One year ago today, I woke up and took my monthly pregnancy test. (Yes, monthly pregnancy test. Just to be sure.) I was still breastfeeding and still had not gotten a postpartum period, so I knew it would be negative. I brushed my teeth for the obligatory two minutes, and picked up the test to toss it in the trash. As it left my fingers, I glanced down at it. Thud, went the test, hitting the bottom of the can. Thud, went my stomach, dropping to the floor. Two lines. Positive.
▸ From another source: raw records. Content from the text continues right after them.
PR #3469, opened 2025-12-18
CCCT-1992 Tweak Delivery Completion Banner (Part 2)

conroy-ricketts:
## Product Description

I was a bit too quick to merge in #3467 😅. Turns out we are using a different message card in the `ConnectDeliveryProgressFragment`, so there is a second place to update the colors.

So, in #3467 I updated the colors in the app home screen. In this PR I updated the colors in the delivery screen.

See #3467 for more context.

https://github.com/user-attachments/assets/b84ab242-8953-418e-bf25-d329317b2119

### Safety story

I verified that the color schemes changed for the correct messages (**_on the delivery screen and not just the app home screen!_**).

### QA Plan

Test that we are able to see the updated color scheme for the two messages (**_on both the CommCare app home screen and the delivery screen_**):

- Finished/expired opportunity:
  - "The job has ended. You will not earn any progress for additional work."
- Maxed out visits/deliveries for an opportunity:
  - "You have completed the maximum number of visits. You will not earn any progress for additional work."

### DIFF
--- a/app/src/org/commcare/fragments/connect/ConnectDeliveryProgressFragment.java
+++ b/app/src/org/commcare/fragments/connect/ConnectDeliveryProgressFragment.java
@@ -6,6 +6,7 @@ import android.view.LayoutInflater;
 import android.view.View;
 import android.view.ViewGroup;
 
+import androidx.annotation.ColorRes;
 import androidx.annotation.NonNull;
 import androidx.core.content.ContextCompat;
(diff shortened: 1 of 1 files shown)


OrangeAndGreen:
Ah, interesting. Okay, could go either way here. It might be easy enough to just add the icon now since we have it in the linked Figma, but I'm also okay with saving it for a different ticket if you'd rather.

PR #3470, opened 2025-12-22
CCCT-1990 BaseConnectFragment NPE Crash

conroy-ricketts:
## Technical Summary

This crash happens when we try to update the UI after an asynchronous API call if the user navigates away from the screen we are trying to update.

In other words, there are cases where we are attempting to retrieve the `binding` (to update the UI) after it's set to `null` in `BaseConnectFragment.onDestroyView()` ([here](https://github.com/dimagi/commcare-android/blob/0dcdc43d805cc09bea36481be1247748f9c46feb/app/src/org/commcare/fragments/base/BaseConnectFragment.kt#L66)).

So, since we are incorrectly updating the UI, I searched through all of our Connect fragments and added checks to any fragment where we are updating the UI with that binding after an API call (if we weren't doing so already) so that this crash does not happen again. I actually fixed two crashes at the same time by doing this.

---

### Repro Path 1 (Example of the original crash)

1) After completing a learning assessment, go to the opportunity details page.
2) Tap the "DOWNLOAD" button ***and then immediately hit the back button.***
3) Observe the app crash.

https://github.com/user-attachments/assets/d01e38d2-cd76-4f50-ba02-eb0b14b59559

The app crashes here with `java.lang.NullPointerException at org.commcare.fragments.base.BaseConnectFragment.getBinding())` - this is the original crash I reported in the ticket.

With my changes, this is what the app looks like when it does ***not*** crash:

https://github.com/user-attachments/assets/4608ad99-e0ff-4463-82a2-5338050b1b51

---

### Repro Path 2 (A different but similar crash)

1) Go to the job intro screen for a brand new opportunity.
2) Tap the "GO TO LEARN APP" button ***and then immediately hit the back button.***
3) Observe the app crash.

Let me rewind for just a bit. I have always wanted to be a mommy. This has been my dream job since I was two years old and my parents brought my little sister home from the hospital. So not long after we got married in 2005, Hubby and I started trying to have a baby. It turns out that this is very difficult to do when the female (me) does not ovulate. Or rarely does. A 45 day cycle, followed by a 100 day anovulatory cycle, followed by more anovulatory cycles had me turning to my OB/GYN for help. He prescribed Femara, a breast-cancer-turned-fertility drug, that induces ovulation. Two cycles later, still no pregnancy. He switched me to Clomid and started running other tests to make sure my tubes were clear, that there were no other problems. Luckily everything else was okay, but I still wasn't pregnant. He gave me a referral to a reproductive endocrinologist (RE) in Savannah, and I started making the two hour drive for more appointments and more tests. My first cycle with the RE was successful, but the pregnancy ended in a missed miscarriage. We were devastated. We waited two months for my body to heal from the D&C, and the next cycle was our golden ticket. 100mg of Clomid, a 10,000 unit HcG trigger shot, 9 months of pregnancy, and countless prayers gave us our sweet E.
Those who have experienced infertility and pregnancy loss know that it can scar you. So when I saw those two pink lines, the thud of my stomach was a reflection of many different emotions. Shock, that I was able to get pregnant without fertility treatments, something we thought was impossible. Excitement, that we might have another child. Fear, that we would lose this baby too. And guilt, that we were wronging E, the baby we had worked so hard for, by having another so soon. When I got him up that morning, I cried as I hugged him and told him how sorry I was. He was only 10.5 months. I'm sure he thought I was nuts.
When my husband came home for lunch, the conversation went something like this:
Me: I think we should have another baby.
Hubby: Okay, sounds good.
Me: I mean, I really think we should have a baby this June.
Hubby: Well, you'd have to be pregnant right now to do that...Wait...(dawning comprehension)...Are you pregnant right now?!
He was thrilled. And the more I thought about it, the more excited I got. I was still nervous about having "two under two," still nervous about a possible miscarriage, but we had always wanted two or three children, and I was so relieved that we didn't have to go through the emotional roller coaster of fertility treatments. More than anything, I was already desperately in love with this little baby.
The feeling of guilt lasted a little longer, until the day W came home from the hospital. Instantly I saw that just like my sister was for me, W is the best thing that has ever happened to E. I'm not able to be the perfectionist mommy I was. I've had to let some things go, and that's probably best for all of us. Today I watched E share his favorite Thomas train with W (who just stared at it, but that's not the point), and saw true love. And there's no feeling on Earth like watching your two babies smile and giggle with each other.
So today I am celebrating the anniversary of those two pink lines that the delivered the wonderful news: miracle on the way. I am so thankful for my little surprise.